I have a problem calling a subfunction that returns vectors and arrays with unknown size. I dont know how to declear the variables that I call the function with. The program does compile, but crash with error message:
Minnesegmentsfeil (core dumped)
Which is something like Memory segmentation fault in english.
Here is my main program.
program transfer
! use konstanter
implicit none
! real :: f3eksitasjon
! real :: amp, w, F3a, eta3a
real, allocatable, dimension(:) :: Aw, Vp, Vtot, Ym, Zm, Zt, Ds
real, allocatable, dimension(:,:) :: Spos
integer, allocatable, dimension(:) :: Ns, Dir
integer :: i, N
call geometry(N, Aw, Vp, Vtot, Ym, Zm, Zt, Ds, Ns, Spos, DIR)
print *, N, Aw(1), Vp(1), Vtot(1), Ym(1), Zm(1), Ds(1), Ns(1), Spos(1,1), Spos(1,2), Dir(1)
end program transfer
The subroutine geometry reads from a file.

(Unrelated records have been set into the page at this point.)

PR #802, opened 2025-10-06
generator: add support for "graph_config" verifications

jcristau:


src/taskgraph/generator.py
```diff
@@ -378,6 +378,7 @@ def _run(self):
 
         # Initial verifications that don't depend on any generation state.
         self.verify("initial")
+        self.verify("graph_config", graph_config)
```
ahal: Should we just get rid of initial verifications or pass `graph_config` into "initial" and not have a separate "graph_config" verification? I'm not sure if it's worth breaking backwards compat over it or not, though I doubt anyone but Gecko is using this.

I'm ok landing this as is for now though.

The length of the vectors and size of array is dependent on the file it reads.
subroutine geometry(N, Aw, Vp, Vtot, Ym, Zm, Zt, Ds, Ns, Spos, DIR)
implicit none
integer, intent(out) :: N
real, dimension(:), allocatable, intent(out):: Aw, Vp, Vtot, Ym, Zm, Zt, Ds
real, dimension(:,:), allocatable, intent(out) :: Spos
integer, dimension(:),allocatable, intent(out) :: Ns, DIR
real, dimension(:), allocatable :: Bp, Hp, Lp, Vs
real, parameter :: pi = 4.0*atan(1.0)
integer :: i
open(unit = 11, file = "semisub.dat")
read(11,*) N
allocate(Aw(N))
allocate(Vp(N))
allocate(Vtot(N))
allocate(Ym(N))
allocate(Zm(N))
allocate(Zt(N))
allocate(Ds(N))
allocate(Spos(N,4))
allocate(Ns(N))
allocate(DIR(N))
allocate(Hp(N))
do i = 1,N
read(11,*) Bp(i), Hp(i), Lp(i), Ym(i), Zm(i), DIR(i)
read(11,*) Ns(i), Ds(i)
If (Ns(i) > 8) STOP "Feil i semisub.dat. For mange sOyler"

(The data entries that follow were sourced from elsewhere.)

PR #807, opened 2025-10-07
fix: added use_proxy flag to get_artifact_url

abhishekmadan30:
I thought adding a block_proxy flag to get_root_url, would be the best option for get_rool_url so we could avoid having to duplicate the code from get_root_url if use_proxy is not used in get_artifact_url without it accidently picking up the proxy url even if that is set to false

### DIFF
--- a/src/taskgraph/util/taskcluster.py
+++ b/src/taskgraph/util/taskcluster.py
@@ -33,8 +33,8 @@ CONCURRENCY = 50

read(11,*) Spos(i,1:Ns(i))
end do
Zt(:) = Zm(:) + Hp(:)/2
Aw(:) = 2 * Ds(:) * Ns(:)
Vp(:) = 2 * Lp(:) * Bp(:) * Hp(:)
Vs(:) = 2 * Ns(:) * pi * (Ds/2)**2 * (-Zt(:))
Vtot(:) = Vp(:) + Vs(:)
end subroutine geometry
The code, as shown, lacks an explicit interface for the subroutine in the scope of the main program. An explicit interface is required for that subroutine because some of the arguments are allocatable.
(If an explicit interface is available it means that the compiler explicitly knows what the interface of the subroutine looks like - the compiler needs this information because it typically has to do additional work to pass an allocatable object to an allocatable dummy argument.)

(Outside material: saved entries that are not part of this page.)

PR #60, opened 2017-09-29
submit acquisition events to Ophan

Mullefa:
## Why are you doing this?

To submit acquisition events to Ophan.

## Changes

* add a new step function to be executed after the contribution has been made. It builds the acquisition event from the input state, and submits it to Ophan

See [this](https://github.com/guardian/support-models/pull/14) pull request in `supporter-models` for the respective updates to the models.


common/src/main/scala/com/gu/akka/implicits/package.scala
```diff
@@ -0,0 +1,11 @@
+package com.gu.akka
```
rupertbates: I'm not massively keen on bringing Akka into the project, is it just handling http? Could we use OkHttp and the [WebServiceHelper](https://github.com/guardian/support-workers/blob/master/common/src/main/scala/com/gu/helpers/WebServiceHelper.scala) class in the same way as [ZuoraService](https://github.com/guardian/support-workers/blob/master/common/src/main/scala/com/gu/zuora/ZuoraService.scala) or [SalesforceService](https://github.com/guardian/support-workers/blob/master/common/src/main/scala/com/gu/salesforce/SalesforceService.scala) do?

desbo:
I've updated the CloudFormation templates to include the event submission - executed as one of the parallel tasks in the step function setup.

rupertbates:
Looks good, have you tested on CODE?

desbo:
@rupertbates now successfully tested on CODE: 

screen shot 2017-10-09 at 16 43 39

Putting the subroutine in a module and then USEing that module in the specification part of the main program is one way of giving the subroutine an explicit interface. Another way is to make the subroutine an internal procedure (put it after a contains statement in the main program). A third way is to put an interface block for the subroutine in the specification part of the main program.